** Exercise objective **
Print the records below exactly, leaving out nothing.

** Material shown **

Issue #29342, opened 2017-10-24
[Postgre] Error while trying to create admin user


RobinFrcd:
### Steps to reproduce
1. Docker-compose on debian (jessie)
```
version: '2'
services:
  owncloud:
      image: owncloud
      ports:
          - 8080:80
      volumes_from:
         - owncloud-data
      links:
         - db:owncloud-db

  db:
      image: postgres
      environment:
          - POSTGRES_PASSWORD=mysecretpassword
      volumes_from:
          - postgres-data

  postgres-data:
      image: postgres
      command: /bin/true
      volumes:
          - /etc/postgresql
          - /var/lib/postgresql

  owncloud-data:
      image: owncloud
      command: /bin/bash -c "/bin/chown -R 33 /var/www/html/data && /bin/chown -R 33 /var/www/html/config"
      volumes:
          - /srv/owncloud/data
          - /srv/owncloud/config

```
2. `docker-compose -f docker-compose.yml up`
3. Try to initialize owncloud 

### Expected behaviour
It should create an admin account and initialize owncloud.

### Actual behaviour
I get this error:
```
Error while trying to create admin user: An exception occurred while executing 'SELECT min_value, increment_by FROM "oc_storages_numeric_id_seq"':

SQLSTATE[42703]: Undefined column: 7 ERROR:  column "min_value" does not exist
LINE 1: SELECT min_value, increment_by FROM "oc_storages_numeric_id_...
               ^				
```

** Response **
Issue #29342, opened 2017-10-24
[Postgre] Error while trying to create admin user


RobinFrcd:
### Steps to reproduce
1. Docker-compose on debian (jessie)
```
version: '2'
services:
  owncloud:
      image: owncloud
      ports:
          - 8080:80
      volumes_from:
         - owncloud-data
      links:
         - db:owncloud-db

  db:
      image: postgres
      environment:
          - POSTGRES_PASSWORD=mysecretpassword
      volumes_from:
          - postgres-data

  postgres-data:
      image: postgres
      command: /bin/true
      volumes:
          - /etc/postgresql
          - /var/lib/postgresql

  owncloud-data:
      image: owncloud
      command: /bin/bash -c "/bin/chown -R 33 /var/www/html/data && /bin/chown -R 33 /var/www/html/config"
      volumes:
          - /srv/owncloud/data
          - /srv/owncloud/config

```
2. `docker-compose -f docker-compose.yml up`
3. Try to initialize owncloud 

### Expected behaviour
It should create an admin account and initialize owncloud.

### Actual behaviour
I get this error:
```
Error while trying to create admin user: An exception occurred while executing 'SELECT min_value, increment_by FROM "oc_storages_numeric_id_seq"':

SQLSTATE[42703]: Undefined column: 7 ERROR:  column "min_value" does not exist
LINE 1: SELECT min_value, increment_by FROM "oc_storages_numeric_id_...
               ^				
```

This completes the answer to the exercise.